- WHAT THE TASK ASKS -
Give back all the records below, unaltered.

- DATA FOR PROCESSING -
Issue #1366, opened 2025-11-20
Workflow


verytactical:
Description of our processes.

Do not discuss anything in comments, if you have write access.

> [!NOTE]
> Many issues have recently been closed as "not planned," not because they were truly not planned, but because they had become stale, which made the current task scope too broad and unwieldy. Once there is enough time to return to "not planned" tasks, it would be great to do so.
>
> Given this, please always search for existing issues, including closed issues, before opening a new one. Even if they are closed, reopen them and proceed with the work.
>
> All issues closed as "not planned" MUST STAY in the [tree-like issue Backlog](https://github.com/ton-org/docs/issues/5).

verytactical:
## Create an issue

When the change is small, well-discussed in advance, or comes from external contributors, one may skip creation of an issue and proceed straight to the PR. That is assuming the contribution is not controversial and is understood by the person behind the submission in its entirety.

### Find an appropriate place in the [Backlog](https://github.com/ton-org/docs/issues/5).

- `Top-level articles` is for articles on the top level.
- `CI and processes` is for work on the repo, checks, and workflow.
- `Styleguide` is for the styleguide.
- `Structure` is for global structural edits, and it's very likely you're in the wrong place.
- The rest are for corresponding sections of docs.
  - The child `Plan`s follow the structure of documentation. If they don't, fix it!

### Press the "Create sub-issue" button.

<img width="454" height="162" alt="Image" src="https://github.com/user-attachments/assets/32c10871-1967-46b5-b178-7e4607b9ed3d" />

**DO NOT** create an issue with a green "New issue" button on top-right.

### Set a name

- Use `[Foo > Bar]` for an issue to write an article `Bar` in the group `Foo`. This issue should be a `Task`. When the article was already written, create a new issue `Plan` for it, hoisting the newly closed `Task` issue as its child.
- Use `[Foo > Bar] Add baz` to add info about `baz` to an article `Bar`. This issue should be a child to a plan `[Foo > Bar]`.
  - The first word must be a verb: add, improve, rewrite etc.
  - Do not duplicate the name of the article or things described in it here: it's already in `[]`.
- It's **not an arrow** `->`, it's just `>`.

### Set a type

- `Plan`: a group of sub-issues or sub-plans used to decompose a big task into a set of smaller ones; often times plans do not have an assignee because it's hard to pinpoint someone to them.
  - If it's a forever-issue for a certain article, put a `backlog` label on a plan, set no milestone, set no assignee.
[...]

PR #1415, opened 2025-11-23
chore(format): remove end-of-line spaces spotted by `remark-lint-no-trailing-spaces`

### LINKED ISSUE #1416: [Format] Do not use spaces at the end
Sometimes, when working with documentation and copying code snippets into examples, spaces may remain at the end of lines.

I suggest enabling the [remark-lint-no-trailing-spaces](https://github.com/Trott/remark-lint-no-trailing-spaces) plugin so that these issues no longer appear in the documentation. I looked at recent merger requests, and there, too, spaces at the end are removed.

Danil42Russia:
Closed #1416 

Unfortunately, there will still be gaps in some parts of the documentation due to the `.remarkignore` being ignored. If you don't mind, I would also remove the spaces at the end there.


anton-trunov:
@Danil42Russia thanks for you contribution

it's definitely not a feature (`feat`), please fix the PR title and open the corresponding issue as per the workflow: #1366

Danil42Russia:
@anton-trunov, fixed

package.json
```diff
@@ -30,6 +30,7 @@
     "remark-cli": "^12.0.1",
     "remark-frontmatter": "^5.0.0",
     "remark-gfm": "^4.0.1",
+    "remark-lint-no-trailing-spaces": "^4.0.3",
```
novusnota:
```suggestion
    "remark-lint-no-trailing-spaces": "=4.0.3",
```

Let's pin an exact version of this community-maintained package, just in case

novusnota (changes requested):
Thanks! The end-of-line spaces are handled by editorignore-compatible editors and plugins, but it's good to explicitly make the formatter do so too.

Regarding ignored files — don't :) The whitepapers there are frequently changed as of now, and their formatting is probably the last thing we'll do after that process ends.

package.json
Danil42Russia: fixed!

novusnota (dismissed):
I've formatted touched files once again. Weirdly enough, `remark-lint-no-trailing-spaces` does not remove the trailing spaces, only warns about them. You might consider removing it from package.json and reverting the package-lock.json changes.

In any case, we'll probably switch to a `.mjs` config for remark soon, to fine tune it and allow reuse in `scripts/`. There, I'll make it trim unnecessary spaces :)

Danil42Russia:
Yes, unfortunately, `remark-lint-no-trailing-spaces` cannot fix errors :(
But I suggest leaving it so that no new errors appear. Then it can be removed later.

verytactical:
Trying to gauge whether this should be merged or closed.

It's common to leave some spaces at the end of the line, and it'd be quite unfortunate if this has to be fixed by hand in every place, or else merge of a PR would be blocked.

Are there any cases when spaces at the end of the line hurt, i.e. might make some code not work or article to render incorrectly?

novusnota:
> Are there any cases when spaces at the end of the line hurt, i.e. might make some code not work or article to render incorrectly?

- THE COMPLETED TASK -
Issue #1366, opened 2025-11-20
Workflow


verytactical:
Description of our processes.

Do not discuss anything in comments, if you have write access.

> [!NOTE]
> Many issues have recently been closed as "not planned," not because they were truly not planned, but because they had become stale, which made the current task scope too broad and unwieldy. Once there is enough time to return to "not planned" tasks, it would be great to do so.
>
> Given this, please always search for existing issues, including closed issues, before opening a new one. Even if they are closed, reopen them and proceed with the work.
>
> All issues closed as "not planned" MUST STAY in the [tree-like issue Backlog](https://github.com/ton-org/docs/issues/5).

verytactical:
## Create an issue

When the change is small, well-discussed in advance, or comes from external contributors, one may skip creation of an issue and proceed straight to the PR. That is assuming the contribution is not controversial and is understood by the person behind the submission in its entirety.

### Find an appropriate place in the [Backlog](https://github.com/ton-org/docs/issues/5).

- `Top-level articles` is for articles on the top level.
- `CI and processes` is for work on the repo, checks, and workflow.
- `Styleguide` is for the styleguide.
- `Structure` is for global structural edits, and it's very likely you're in the wrong place.
- The rest are for corresponding sections of docs.
  - The child `Plan`s follow the structure of documentation. If they don't, fix it!

### Press the "Create sub-issue" button.

<img width="454" height="162" alt="Image" src="https://github.com/user-attachments/assets/32c10871-1967-46b5-b178-7e4607b9ed3d" />

**DO NOT** create an issue with a green "New issue" button on top-right.

### Set a name

- Use `[Foo > Bar]` for an issue to write an article `Bar` in the group `Foo`. This issue should be a `Task`. When the article was already written, create a new issue `Plan` for it, hoisting the newly closed `Task` issue as its child.
- Use `[Foo > Bar] Add baz` to add info about `baz` to an article `Bar`. This issue should be a child to a plan `[Foo > Bar]`.
  - The first word must be a verb: add, improve, rewrite etc.
  - Do not duplicate the name of the article or things described in it here: it's already in `[]`.
- It's **not an arrow** `->`, it's just `>`.

### Set a type

- `Plan`: a group of sub-issues or sub-plans used to decompose a big task into a set of smaller ones; often times plans do not have an assignee because it's hard to pinpoint someone to them.
  - If it's a forever-issue for a certain article, put a `backlog` label on a plan, set no milestone, set no assignee.
[...]

PR #1415, opened 2025-11-23
chore(format): remove end-of-line spaces spotted by `remark-lint-no-trailing-spaces`

### LINKED ISSUE #1416: [Format] Do not use spaces at the end
Sometimes, when working with documentation and copying code snippets into examples, spaces may remain at the end of lines.

I suggest enabling the [remark-lint-no-trailing-spaces](https://github.com/Trott/remark-lint-no-trailing-spaces) plugin so that these issues no longer appear in the documentation. I looked at recent merger requests, and there, too, spaces at the end are removed.

Danil42Russia:
Closed #1416 

Unfortunately, there will still be gaps in some parts of the documentation due to the `.remarkignore` being ignored. If you don't mind, I would also remove the spaces at the end there.


anton-trunov:
@Danil42Russia thanks for you contribution

it's definitely not a feature (`feat`), please fix the PR title and open the corresponding issue as per the workflow: #1366

Danil42Russia:
@anton-trunov, fixed

package.json
```diff
@@ -30,6 +30,7 @@
     "remark-cli": "^12.0.1",
     "remark-frontmatter": "^5.0.0",
     "remark-gfm": "^4.0.1",
+    "remark-lint-no-trailing-spaces": "^4.0.3",
```
novusnota:
```suggestion
    "remark-lint-no-trailing-spaces": "=4.0.3",
```

Let's pin an exact version of this community-maintained package, just in case

novusnota (changes requested):
Thanks! The end-of-line spaces are handled by editorignore-compatible editors and plugins, but it's good to explicitly make the formatter do so too.

Regarding ignored files — don't :) The whitepapers there are frequently changed as of now, and their formatting is probably the last thing we'll do after that process ends.

package.json
Danil42Russia: fixed!

novusnota (dismissed):
I've formatted touched files once again. Weirdly enough, `remark-lint-no-trailing-spaces` does not remove the trailing spaces, only warns about them. You might consider removing it from package.json and reverting the package-lock.json changes.

In any case, we'll probably switch to a `.mjs` config for remark soon, to fine tune it and allow reuse in `scripts/`. There, I'll make it trim unnecessary spaces :)

Danil42Russia:
Yes, unfortunately, `remark-lint-no-trailing-spaces` cannot fix errors :(
But I suggest leaving it so that no new errors appear. Then it can be removed later.

verytactical:
Trying to gauge whether this should be merged or closed.

It's common to leave some spaces at the end of the line, and it'd be quite unfortunate if this has to be fixed by hand in every place, or else merge of a PR would be blocked.

Are there any cases when spaces at the end of the line hurt, i.e. might make some code not work or article to render incorrectly?

novusnota:
> Are there any cases when spaces at the end of the line hurt, i.e. might make some code not work or article to render incorrectly?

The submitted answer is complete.